My better has the Honda 3000 on her mobile dog grooming trailer(10yrs now) and it has about 8000 hrs+ on it and I'm not kidding-still running strong.
About 4000 hrs ago it wore out the throttle shaft that past through the venturi so a new carb(ebay) fixed that(was sucking air leaning it out).
It has had a few times hard starting which she knows now to drain the crud out of the carb now plus adds the water (alcohol)ever so often.
  GAS-Ethanol is no problem for it-She uses only highest octane eventhough I tell her it can run 87 just fine.She keeps it full to reduce condensation buildup.
I replace the plug about every 6 months+++she uses this 4 days a week.
Never had a dirty carb but instead the element dries out.
  +++Loves the remote start/stop and most of all
This is the QUIETEST gen $$$ can buy and her customers love it(she grooms these gated HUGE retirement communities with the little dogs only.
STILL cranks first time,NEVER fails
I'm a welder using portable BIG welders and I'm a good judge of hrs on machines,her Honda doesn't have a hrs meter but I calculated this from her monthly hrs.
++It runs at 80% max most of the time pulling her dryer,hot water heater,lights,radio,even small frig,water pump,vacumm.
I made a list on things with allowable combinations so she would not trip it which happened several times the fist few weeks of service.
MOST all gens these days are reliable but this is remarkable
+++++NO it doesn't use a drop of oil- she changes oil herself religiously every 2 weeks-10-30 conventional.
Too bad she won't change her and my truck oil too


----------



## MudDucker (Nov 26, 2018)

I have a predator 2000 and I've used it a good bit.  It has not let me down.

I have a Honda knock off and it is pretty temperamental.


----------



## killerv (Nov 27, 2018)

I looked at the generac pretty hard (can find them about half the price of a honda 2200).
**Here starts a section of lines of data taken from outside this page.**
PR #2038, opened 2020-02-26
Adding changes for R410M to use UCGED instead of CESQ

keeramis:
<details>

```

```
</details>

### Problem

R410M uses CESQ to collect data, which is an unstable AT command to collect signal strength values.

### Solution

Replace CESQ with UCGED (mode 5) only on R410M. UCGED gives RSRP/RSRQ in dBm/dB and CESQ gives in index values. RSRP/RSRQ from UCGED are converted from dBm/dB to CESQ-type index values and further processed.

### Steps to Test

Manual testing required here

1. Check that correct signal strength and quality are reported by comparing the values reported by the previous Device OS and the values reported by your code for the same device in the same location.
2. Check an Boron 2/3G
3. Check the null case (no coverage)
4. Drive test

### Example App

```c
#include "Particle.h"

void setup() {
    Particle.publishVitals(30);
}

void loop() {
}
```

### References

---

### Completeness

- [x] Added documentation

### DIFF
--- a/hal/src/boron/network/sara_ncp_client.cpp
+++ b/hal/src/boron/network/sara_ncp_client.cpp
@@ -506,52 +506,63 @@ int SaraNcpClient::getSignalQuality(CellularSignalQuality* qual) {
     CHECK(checkParser());
     CHECK(queryAndParseAtCops(qual));
 
+    // Min and max RSRQ index values multiplied by 100
+    // Min: -19.5 and max: -3
+    const int min_rsrq_mul_by_100 = -1950;
+    const int max_rsrq_mul_by_100 = -300;
+
     if (ncpId() == PLATFORM_NCP_SARA_R410) {
-        int rxlev, rxqual, rscp, ecn0, rsrq, rsrp;
-        auto resp = parser_.sendCommand("AT+CESQ");
-        int r = CHECK_PARSER(resp.scanf("+CESQ: %d,%d,%d,%d,%d,%d", &rxlev, &rxqual,
-                &rscp, &ecn0, &rsrq, &rsrp));
-        CHECK_TRUE(r == 6, SYSTEM_ERROR_AT_RESPONSE_UNEXPECTED);
-        r = CHECK_PARSER(resp.readResult());
+        int rsrp;
+        int rsrq_n;
+        unsigned long rsrq_f;
+
+        // Default to 255 in case RSRP/Q are not found
+        qual->strength(255);
+        qual->quality(255);
+
+        // Set UCGED to mode 5 for RSRP/RSRQ values on R410M
+        CHECK_PARSER_OK(parser_.execCommand("AT+UCGED=5"));
+        auto resp = parser_.sendCommand("AT+UCGED?");
+
+        int val;
+        unsigned long val2;
+        while (resp.hasNextLine()) {
+            char type = 0;
+            const int r = CHECK_PARSER(resp.scanf("+RSR%c: %*d,%*d,\"%d.%lu\"", &type, &val, &val2));
+            if (r >= 2) {
+                if (type == 'P') {
+                    rsrp = val;
+                    if (rsrp < -141 && rsrp >= -200) {
+                        qual->strength(0);
+                    } else if (rsrp >= -44 && rsrp <=0) {
+                        qual->strength(97);
+                    } else if (rsrp >= -141 && rsrp < -44) {
+                        qual->strength(rsrp + 140);
+                    } else {
+                        // If RSRP is not in the expected range
+                        qual->strength(255);
+                    }
+                } else if (type == 'Q' && r == 3) {
+                    rsrq_n = val;
+                    rsrq_f = val2;
+                    int rsrq_mul_100 = rsrq_n * 100 - rsrq_f;
+                    if (rsrq_mul_100 < min_rsrq_mul_by_100 && rsrq_mul_100 >= -2000) {
+                        qual->quality(0);
+                    } else if (rsrq_mul_100 >= max_rsrq_mul_by_100 && rsrq_mul_100 <=0) {
+                        qual->quality(34);
+                    } else if (rsrq_mul_100 >= min_rsrq_mul_by_100 && rsrq_mul_100 < max_rsrq_mul_by_100) {
+                        qual->quality((rsrq_mul_100 + 2000)/50);
+                    } else {
+                        // If RSRQ is not in the expected range
+                        qual->quality(255);
+                    }
+                }
+            }
+        }
+
+        const int r = CHECK_PARSER(resp.readResult());
         CHECK_TRUE(r == AtResponse::OK, SYSTEM_ERROR_AT_NOT_OK);
 
-        switch (qual->strengthUnits()) {
-            case CellularStrengthUnits::RXLEV: {
-                qual->strength(rxlev);
-                break;
-            }
-            case CellularStrengthUnits::RSCP: {
-                qual->strength(rscp);
-                break;
-            }
-            case CellularStrengthUnits::RSRP: {
-                qual->strength(rsrp);
-                break;
-            }
-            default: {
-                // Do nothing
-                break;
-            }
-        }
-
-        switch (qual->qualityUnits()) {
-            case CellularQualityUnits::RXQUAL: {
-                qual->quality(rxqual);
-                break;
-            }
-            case CellularQualityUnits::ECN0: {
-                qual->quality(ecn0);
-                break;
-            }
-            case CellularQualityUnits::RSRQ: {
-                qual->quality(rsrq);
-                break;
-            }
-            default: {
-                // Do nothing
-                break;
-            }
-        }
     } else {
         int rxlev, rxqual;
         auto resp = parser_.sendCommand("AT+CSQ");
--- a/user/tests/wiring/no_fixture/cellular.cpp
+++ b/user/tests/wiring/no_fixture/cellular.cpp
@@ -157,6 +157,65 @@ test(CELLULAR_07_rssi_is_valid) {
     assertMoreOrEqual(s.rssi, -150);
 }
 
+// Collects cellular signal strength and quality and validates Accesstechnology (RAT)
+test(CELLULAR_08_sigstr_is_valid) {
+    connect_to_cloud(6*60*1000);
+    assertTrue(Particle.connected());
+    CellularSignal s;
+    bool values_in_range = false;
+    const int num_retries = 10;
+    // Checks 10 times with 500ms gap to get valid signal strength
+    for (int x = 0; x < num_retries; x++) {
+        s = Cellular.RSSI();
+        // Verify that strength and quality values are in range for the given AccessTechnology
+        switch (s.getAccessTechnology()) {
+            case NET_ACCESS_TECHNOLOGY_GSM:     // GSM strength [-111, -48] and quality [-3.70, -0.60]
+                if ((s.getStrengthValue() <= -48.0f && s.getStrengthValue() >= -111.0f)
+                    && (s.getQualityValue() <= -0.6f && s.getQualityValue() >= -3.7f)) {
+                        values_in_range = true;
+                        x = num_retries;
+                        break;
+                }
+                Serial.printlnf("StrV: %.2f, QualV: %.2f, RAT: %d", s.getStrengthValue(), s.getQualityValue(), s.getAccessTechnology());
+                break;
+            case NET_ACCESS_TECHNOLOGY_EDGE:     // EDGE strength [-111, -48] and quality [-3.70, -0.60]
+                if ((s.getStrengthValue() <= -48.0f && s.getStrengthValue() >= -111.0f)
+                    && (s.getQualityValue() <= -0.6f && s.getQualityValue() >= -3.7f)) {
+                        values_in_range = true;
+                        x = num_retries;
+                        break;
+                }
+                Serial.printlnf("StrV: %.2f, QualV: %.2f, RAT: %d", s.getStrengthValue(), s.getQualityValue(), s.getAccessTechnology());
+                break;
+            case NET_ACCESS_TECHNOLOGY_UTRAN:     // UTRAN strength [-121, -25] and quality [-24.5, 0]
+                if ((s.getStrengthValue() <= -25.0f && s.getStrengthValue() >= -121.0f)
+                    && (s.getQualityValue() <= -0.0f && s.getQualityValue() >= -25.4f)) {
+                        values_in_range = true;
+                        x = num_retries;
+                        break;
+                }
+                Serial.printlnf("StrV: %.2f, QualV: %.2f, RAT: %d", s.getStrengthValue(), s.getQualityValue(), s.getAccessTechnology());
+                break;
+            case NET_ACCESS_TECHNOLOGY_LTE:
+            case NET_ACCESS_TECHNOLOGY_LTE_CAT_M1:  // LTE CAT-M1 strength [-141, -44] and quality [-20, -3]
+            case NET_ACCESS_TECHNOLOGY_LTE_CAT_NB1:
+                if ((s.getStrengthValue() <= -44.0f && s.getStrengthValue() >= -141.0f)
+                    && (s.getQualityValue() <= -3.0f && s.getQualityValue() >= -20.0f)) {
+                        values_in_range = true;
+                        x = num_retries;
+                        break;
+                }
+                Serial.printlnf("StrV: %.2f, QualV: %.2f, RAT: %d", s.getStrengthValue(), s.getQualityValue(), s.getAccessTechnology());
+                break;
+            default:
+                break;
+        }
+        delay(500);
+    }
+    assertFalse((s.getAccessTechnology() == NET_ACCESS_TECHNOLOGY_UNKNOWN) || (s.getAccessTechnology() == NET_ACCESS_TECHNOLOGY_NONE));
+    assertTrue(values_in_range);
+}
+
 test(MDM_01_socket_writes_with_length_more_than_1023_work_correctly) {
 
 #if HAL_PLATFORM_NCP


hal/src/boron/network/sara_ncp_client.cpp
```diff
@@ -498,53 +498,63 @@ int SaraNcpClient::getSignalQuality(CellularSignalQuality* qual) {
...
             }
-            default: {
-                // Do nothing
-                break;
+            if (strstr(buf, "+RSRQ:")) {
+                r = sscanf(buf, "\r\n+RSRQ: %*d,%*d,\"%d.%lu\"",&rsrq_n, &rsrq_f);
+                CHECK_TRUE(r == 2, SYSTEM_ERROR_AT_RESPONSE_UNEXPECTED);
             }
+            buf[0] = '\0';
         }
```
technobly: So one thing that differs logically from the new code and old code, is that there is no check to make sure both RSRP and RSRQ are found.  Only IF they are found with `strstr` is there a CHECK_TRUE for a result.  So in theory RSRP OR RSRQ OR NEITHER could be found and the rest of the code will try to process the "found" values.  Previously if either was not found, the code would error out.  So we need some code here to keep this operation atomic and sane.

hal/src/boron/network/sara_ncp_client.cpp
```diff
@@ -498,53 +498,63 @@ int SaraNcpClient::getSignalQuality(CellularSignalQuality* qual) {
...
+            qual->strength(rsrp + 140);
+        }
+
+        int rsrq_mul_100 = rsrq_n * 100 - rsrq_f;
+        if (rsrq_mul_100 < min_rsrq_mul_by_100) {
+            qual->quality(0);
+        }
+        else if (rsrq_mul_100 >= max_rsrq_mul_by_100) {
+            qual->quality(34);
+        }
```
technobly: Something about bounding the RSRQ value to 0 and 34 is bugging me, because we're supposed to be trusting UCGED more than CSQ and CESQ (which we know can often return 0, 1 and 34 when they shouldn't).  If UCGED happens to return a value outside of that which we expect, how about we return an error... and not a valid value that might be wrong?  If it returns a value outside of this range, it might be due to some other reason like noise or a parsing issue.

The same logic applies to RSRP above with 0 and 97.

We should take a look at Gen 2 with this in mind as well.

keeramis: @technobly 
The problem with UCGED command is that there is no good way to find the value that we **don't expect**. As per the manual and 3GPP specs, everything -inf to +inf can be mapped from 0-34. So we just don't know which values to not expect. Does that sound about right? Please see this pic. Shall we define a range of values to _expect_?

image

keeramis: According to my understanding - 
UCGED command just gives the right values when it can read the signal strength. 
When it cannot read the signal strength, it just ERRORs out using an `ERROR` or `CME ERROR`. If it didn't error, then we trust the value that it gives us.

hal/src/boron/network/sara_ncp_client.cpp
```diff
@@ -498,53 +498,63 @@ int SaraNcpClient::getSignalQuality(CellularSignalQuality* qual) {
...
+        else {
+            qual->quality((rsrq_mul_100 + 2000)/50);
+        }
+        const int r = CHECK_PARSER(resp.readResult());
```
keeramis: If one of the RSRP/RSRQ is not valid, let's return an ERROR.

Or check up above in scanf. 
**If !(r1 && r2) is one idea to invalidate this.

hal/src/boron/network/sara_ncp_client.cpp
```diff
@@ -498,53 +498,63 @@ int SaraNcpClient::getSignalQuality(CellularSignalQuality* qual) {
...
+        qual->strength(255);
+        qual->quality(255);
+
+        auto resp = parser_.sendCommand("AT+UCGED?");
+        char buf[1024] = {};     // keep this string long in case there are multiple tower infos in the string
+        while (resp.hasNextLine()) {
+            CHECK_PARSER(resp.readLine(buf, sizeof(buf)));
+            int r = 0;
+            if (strstr(buf, "+RSRP:")) {    // check for RSRP response
+                r = sscanf(buf, "\r\n+RSRP: %*d,%*d,\"%d.%*u\"",&rsrp);
```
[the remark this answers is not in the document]
avtolstoy: `sscanf` will anyway ignore `\r\n`: https://godbolt.org/z/2dmJNP, but I agree, `\r\n` should be removed here.

It's probably also not really necessary to allocate 1024 byte buffer here and let the at parser handle memory allocations etc automagically, but that's just a preference:
```c++
while (resp.hasNextLine()) {
    char type = 0;
    const int r = CHECK_PARSER(resp.scanf("+RSR%c: %*d,%*d,\"%d.%lu\"", &type, &val, &val2));
    if (r >= 2) {
        if (type == 'P') {
            rsrp = val;
        } else if (type == 'Q' && r == 3) {
            rsrq_n = val;
            rsrq_f = val2;
    }
}
```

Another potential way is to:

```
const CString str = CHECK_PARSER(resp.readLine());
...
```

Also Nit: formatting.

hal/src/boron/network/sara_ncp_client.cpp
```diff
@@ -993,6 +1003,7 @@ int SaraNcpClient::configureApn(const CellularNetworkConfig& conf) {
 
 int SaraNcpClient::setRegistrationTimeout(unsigned timeout) {
     registrationTimeout_ = std::max(timeout, REGISTRATION_TIMEOUT);
+    LOG(INFO," Regtimeset: %u",registrationTimeout_ );
```
avtolstoy: Nit: formatting.

hal/src/boron/network/sara_ncp_client.cpp
```diff
@@ -498,53 +498,63 @@ int SaraNcpClient::getSignalQuality(CellularSignalQuality* qual) {
...
+            int r = 0;
+            if (strstr(buf, "+RSRP:")) {    // check for RSRP response
+                r = sscanf(buf, "\r\n+RSRP: %*d,%*d,\"%d.%*u\"",&rsrp);
+                CHECK_TRUE(r == 1, SYSTEM_ERROR_AT_RESPONSE_UNEXPECTED);
             }
-            default: {
-                // Do nothing
-                break;
+            if (strstr(buf, "+RSRQ:")) {
+                r = sscanf(buf, "\r\n+RSRQ: %*d,%*d,\"%d.%lu\"",&rsrq_n, &rsrq_f);
```
avtolstoy: Nit: formatting.

hal/src/boron/network/sara_ncp_client.cpp
keeramis: Added code to check RSRP/Q are found before collecting results. Please see : 
https://github.com/particle-iot/device-os/blob/daf4878627829e849bf9c70e5ac46b25060f6a7a/hal/src/boron/network/sara_ncp_client.cpp#L525

I am parsing RSRP/Q separately so that even if one of the values is found, we will collect that. For the value that is not found it is defaulted to 255 in the beginning of UCGED command parsing. Please see here: https://github.com/particle-iot/device-os/blob/daf4878627829e849bf9c70e5ac46b25060f6a7a/hal/src/boron/network/sara_ncp_client.cpp#L512

hal/src/boron/network/sara_ncp_client.cpp
keeramis: ^ Not doing this because if one of the RSRP/Q values is not valid, I am still collecting the other one. This coud be a useful data point to have to check why one is valid and other is not.

hal/src/boron/network/sara_ncp_client.cpp
keeramis: This line should not even be a part of code review. I will try to get rid of this, but will change formatting on others.

hal/src/boron/network/sara_ncp_client.cpp
```diff
@@ -498,53 +498,66 @@ int SaraNcpClient::getSignalQuality(CellularSignalQuality* qual) {
...
+        CHECK_PARSER_OK(parser_.execCommand("AT+UCGED=5"));
+        auto resp = parser_.sendCommand("AT+UCGED?");
+        int r1 = 0;
+        int r2 = 0;
+        while (resp.hasNextLine()) {
+            r1 = CHECK_PARSER(resp.scanf("+RSRP: %*d,%*d,\"%d.%*u\"",&rsrp));
+            r2 = CHECK_PARSER(resp.scanf("+RSRQ: %*d,%*d,\"%d.%lu\"",&rsrq_n, &rsrq_f));
+        }
 
-        switch (qual->strengthUnits()) {
```
avtolstoy: I'd propose we leave something similar here to check that RAT acquired in `queryAndParseAtCops()` is in fact LTE.

hal/src/boron/network/sara_ncp_client.cpp
```diff
@@ -498,53 +498,66 @@ int SaraNcpClient::getSignalQuality(CellularSignalQuality* qual) {
...
+        qual->strength(255);
+        qual->quality(255);
+
+        // Set UCGED to mode 5 for RSRP/RSRQ values on R410M
+        CHECK_PARSER_OK(parser_.execCommand("AT+UCGED=5"));
+        auto resp = parser_.sendCommand("AT+UCGED?");
+        int r1 = 0;
+        int r2 = 0;
+        while (resp.hasNextLine()) {
+            r1 = CHECK_PARSER(resp.scanf("+RSRP: %*d,%*d,\"%d.%*u\"",&rsrp));
```
avtolstoy: Nit: formatting.

hal/src/boron/network/sara_ncp_client.cpp
```diff
@@ -498,53 +498,66 @@ int SaraNcpClient::getSignalQuality(CellularSignalQuality* qual) {
...
+            else {
+                // If RSRQ is not in the expected range
+                qual->quality(255);
             }
         }
-    } else {
+        const int r = CHECK_PARSER(resp.readResult());
+        CHECK_TRUE(r == AtResponse::OK, SYSTEM_ERROR_AT_NOT_OK);
+    }
+    else {
```
avtolstoy: Nit: formatting.

hal/src/boron/network/sara_ncp_client.cpp
```diff
@@ -498,53 +498,66 @@ int SaraNcpClient::getSignalQuality(CellularSignalQuality* qual) {
...
-            case CellularStrengthUnits::RSCP: {
-                qual->strength(rscp);
-                break;
+            else if (rsrp >= -44 && rsrp <=0) {
+                qual->strength(97);
             }
-            case CellularStrengthUnits::RSRP: {
-                qual->strength(rsrp);
-                break;
+            else if (rsrp >= -141 && rsrp < -44) {
```
avtolstoy: Nit: formatting. Follow the style of the rest of the file.

hal/src/boron/network/sara_ncp_client.cpp
keeramis: I removed that because R410M supports only LTE. TMK either it acquires LTE or it doesn't. Am I missing something?

keeramis: I can leave the switch case as-in and put in this additional stuff.

avtolstoy: The upper layer code expects RAT to be available. So maybe it's fine to leave as-is. Let's leave as-is.

keeramis: OK.. 
You mean I need to add the switch case or should we not add the switch case and leave it as-it-is?
The one thing I am OCD about is if ublox supports multiple RATs on this R410M, or if we start supporting NB-IoT on this that will be a different RAT. If the upper layer is still taking care of this, it's probably OK to not add the switch case?

avtolstoy: I think it is fine to leave things as-is. Even if RAT is not set properly by COPS, the whole thing will be ignore by upper layer code.

keeramis: For future reference - Even if it's NB-IoT, it will still be RSRP/Q params for signal strength

user/tests/wiring/no_fixture/cellular.cpp
```diff
@@ -157,6 +157,56 @@ test(CELLULAR_07_rssi_is_valid) {
...
+
+    assertNotEqual(rat, NET_ACCESS_TECHNOLOGY_UNKNOWN || NET_ACCESS_TECHNOLOGY_NONE);
+
+    // Verify strength and quality values
+    switch (rat) {
+        case NET_ACCESS_TECHNOLOGY_GSM:     // GSM strength [-111, -48] and quality [?, ?]
+            assertLessOrEqual(s.getStrengthValue(), -48);
+            assertMoreOrEqual(s.getStrengthValue(), -111);
+            assertLessOrEqual(s.getQualityValue(), 0);
+            assertMoreOrEqual(s.getQualityValue(), -20);
```
keeramis: Wanting to confirm the limits on GSM and EDGE might not be correct. Is the correct qualityvalue range between [0,7]?

user/tests/wiring/no_fixture/cellular.cpp
```diff
@@ -157,6 +157,56 @@ test(CELLULAR_07_rssi_is_valid) {
     assertMoreOrEqual(s.rssi, -150);
 }
 
+test(CELLULAR_08_sigstr_is_valid) {     // collects signal strength and quality
```
keeramis: Tested this on Boron LTE, and seems reflective of the changes. I used certain values and debug statements to verify we are seeing some values. Also, interestingly, the RAT is `6 (NET_ACCESS_TECHNOLOGY_LTE)`

```
Test CELLULAR_07_rssi_is_valid passed.
StrV: -95.00
QualV: -15.50
RAT: 6
Test CELLULAR_08_sigstr_is_valid passed.
Test CLOUD_01_Particle_Connect_Does_Not_Block_In_SemiAutomatic_Mode passed.
```

keeramis: Probably a separate topic - but I think the RAT just reads 6 for M1? I printed `sigext rat` below in the log.
```
0000060224 [ncp.at] TRACE: > AT+COPS?
0000060272 [ncp.at] TRACE: < +COPS: 0,2,"310410",7
0000060275 [ncp.at] TRACE: < OK
0000060276 [ncp.at] TRACE: > AT+UCGED=5
0000060322 [ncp.at] TRACE: < OK
0000060323 [ncp.at] TRACE: > AT+UCGED?
0000060372 [ncp.at] TRACE: < +RSRP: 314,5110,"-094.00",
0000060375 [ncp.at] TRACE: < +RSRQ: 314,5110,"-13.20",
0000060377 [ncp.at] TRACE: < OK
0000060378 [wiring] INFO: sigext rat: 6
```

avtolstoy: This is weird, because the AT command reference states:
```
SARA-R410M-02B•   <AcT>=8 is used for LTE Cat M1 on SARA-R410M-02B-00.
```

Here we can see AcT=7 for some reason.

avtolstoy: Ah, but it also says:
```
SARA-R410M-02B / SARA-R410M-52B - 7, 9
```

avtolstoy: For SARA R4 we should set `NET_ACCESS_TECHNOLOGY_LTE_CAT_M1` if AcT is 7 or 8, I think that's the solution and `NET_ACCESS_TECHNOLOGY_LTE_CAT_NB1` if it's 9.

keeramis: Sounds about right.

keeramis: This is probably where we need to make this change - https://github.com/particle-iot/device-os/blob/f6a0a5970c90284c07e078b9894ca0b8566f0fad/hal/network/ncp/cellular/cellular_hal.cpp#L85

avtolstoy: I would actually patch it here depending on the modem type: https://github.com/particle-iot/device-os/blob/develop/hal/src/boron/network/sara_ncp_client.cpp#L471 

And for Gen 2:
https://github.com/particle-iot/device-os/blob/develop/hal/src/electron/modem/mdm_hal.cpp#L1718
https://github.com/particle-iot/device-os/blob/develop/hal/src/electron/modem/mdm_hal.cpp#L496

Again depending on the modem type.

hal/src/boron/network/sara_ncp_client.cpp
```diff
@@ -498,52 +498,59 @@ int SaraNcpClient::getSignalQuality(CellularSignalQuality* qual) {
...
+        qual->strength(255);
+        qual->quality(255);
+
+        // Set UCGED to mode 5 for RSRP/RSRQ values on R410M
+        CHECK_PARSER_OK(parser_.execCommand("AT+UCGED=5"));
+        auto resp = parser_.sendCommand("AT+UCGED?");
+        int r1 = 0;
+        int r2 = 0;
+        while (resp.hasNextLine()) {
+            r1 = CHECK_PARSER(resp.scanf("+RSRP: %*d,%*d,\"%d.%*u\"", &rsrp));
```
avtolstoy: This will not work correctly, because underneath `resp.scanf()` will call `readLine()`. So, these two calls will read two lines, whereas the intended behavior is supposed to be to try to parse either RSRP or RSRQ for the line. `readLine()` + `sscanf()` should be used or a single `resp.scanf()` call that can parse both RSRP/RSRQ (I gave an example earlier).

user/tests/wiring/no_fixture/cellular.cpp
avtolstoy: https://github.com/particle-iot/device-os/blob/develop/hal/network/ncp/cellular/cellular_hal.cpp#L395

GSM: 3GPP TS 45.008 8.2.4 [0.14%, 18.10%]

EDGE: 3GPP TS 45.008 10.2.3.3 [-0.60, -3.70]

user/tests/wiring/no_fixture/cellular.cpp
```diff
@@ -157,6 +157,56 @@ test(CELLULAR_07_rssi_is_valid) {
...
+    for (int x = 0; x < 10; x++) {
+        s = Cellular.RSSI();
+        if (s.getStrengthValue() <= 0 && s.getQualityValue() <= 0) {
+            break;
+        }
+        delay(5000);
+    }
+
+    // Verify RAT
+    uint8_t rat = s.getAccessTechnology();
```
avtolstoy: `auto` or `hal_net_access_tech_t`.

user/tests/wiring/no_fixture/cellular.cpp
```diff
@@ -157,6 +157,56 @@ test(CELLULAR_07_rssi_is_valid) {
...
 }
 
+test(CELLULAR_08_sigstr_is_valid) {     // collects signal strength and quality
+    connect_to_cloud(6*60*1000);
+    assertTrue(Particle.connected());
+    CellularSignal s;
+    for (int x = 0; x < 10; x++) {
+        s = Cellular.RSSI();
+        if (s.getStrengthValue() <= 0 && s.getQualityValue() <= 0) {
+            break;
```
avtolstoy: I would actually perform the check here multiple times.

user/tests/wiring/no_fixture/cellular.cpp
avtolstoy: This can be done as a separate PR.

user/tests/wiring/no_fixture/cellular.cpp
keeramis: Changed! (I saw in one of the declarations in the deeper layers, it was a `uint8_t` so thought that might not hurt.)

user/tests/wiring/no_fixture/cellular.cpp
keeramis: Added!

user/tests/wiring/no_fixture/cellular.cpp
keeramis: Changed!

user/tests/wiring/no_fixture/cellular.cpp
keeramis: Coolio!

user/tests/wiring/no_fixture/cellular.cpp
```diff
@@ -157,54 +157,48 @@ test(CELLULAR_07_rssi_is_valid) {
...
+            case NET_ACCESS_TECHNOLOGY_LTE:
+            case NET_ACCESS_TECHNOLOGY_LTE_CAT_M1:  // LTE CAT-M1 strength [-141, -44] and quality [-20, -3]
+            case NET_ACCESS_TECHNOLOGY_LTE_CAT_NB1:
+                assertLessOrEqual(s.getStrengthValue(), -44.0f);
+                assertMoreOrEqual(s.getStrengthValue(), -141.0f);
+                assertLessOrEqual(s.getQualityValue(), -3.0f);
+                assertMoreOrEqual(s.getQualityValue(), -20.0f);
+                break;
+            default:
+                assertFalse((s.getAccessTechnology() == NET_ACCESS_TECHNOLOGY_UNKNOWN) \
```
avtolstoy: `\` is unnecessary.

avtolstoy:
@keeramis Please rebase and feel free to merge.

hal/src/boron/network/sara_ncp_client.cpp
```diff
@@ -498,52 +498,63 @@ int SaraNcpClient::getSignalQuality(CellularSignalQuality* qual) {
...
-                break;
+        // Set UCGED to mode 5 for RSRP/RSRQ values on R410M
+        CHECK_PARSER_OK(parser_.execCommand("AT+UCGED=5"));
+        auto resp = parser_.sendCommand("AT+UCGED?");
+
+        int val;
+        unsigned long val2;
+        while (resp.hasNextLine()) {
+            char type = 0;
+            const int r = CHECK_PARSER(resp.scanf("+RSR%c: %*d,%*d,\"%d.%lu\"", &type, &val, &val2));
```
technobly: Nice change here!

user/tests/wiring/no_fixture/cellular.cpp
```diff
@@ -157,6 +157,50 @@ test(CELLULAR_07_rssi_is_valid) {
...
+                        || (s.getAccessTechnology() == NET_ACCESS_TECHNOLOGY_NONE));
+                break;
+        }
+        delay(5000);
```
technobly: Can we speed this up?  Maybe 500ms delay?  Also this one seems susceptible to start up issues.  Hopefully the previous test 07 delays enough that we have valid RSSI values.  The other RSSI test delays 5s between tries because it exits the test on the first valid response.  We could do a similar thing here (x = 10; break;).  Ideally since there are 130 - 150 individual tests for all platforms, we want to make each one as fast as possible to keep the testing process quick.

I have a generac pressure washer, was in the shop the first month with carb issues, still doesn't sound like it works runs smooth. I bit the bullet and got the honda 2200 from hd, 18 months 0% financing was nice. You know what you are gonna get with honda. I've also used a neighbors yamaha when needed, nice little generator too and I think can be found a couple hundred less than the honda.


----------



## Deerhead (Nov 27, 2018)

Save your money and buy a Honda.  They are worth the extra time it takes to save the money.


----------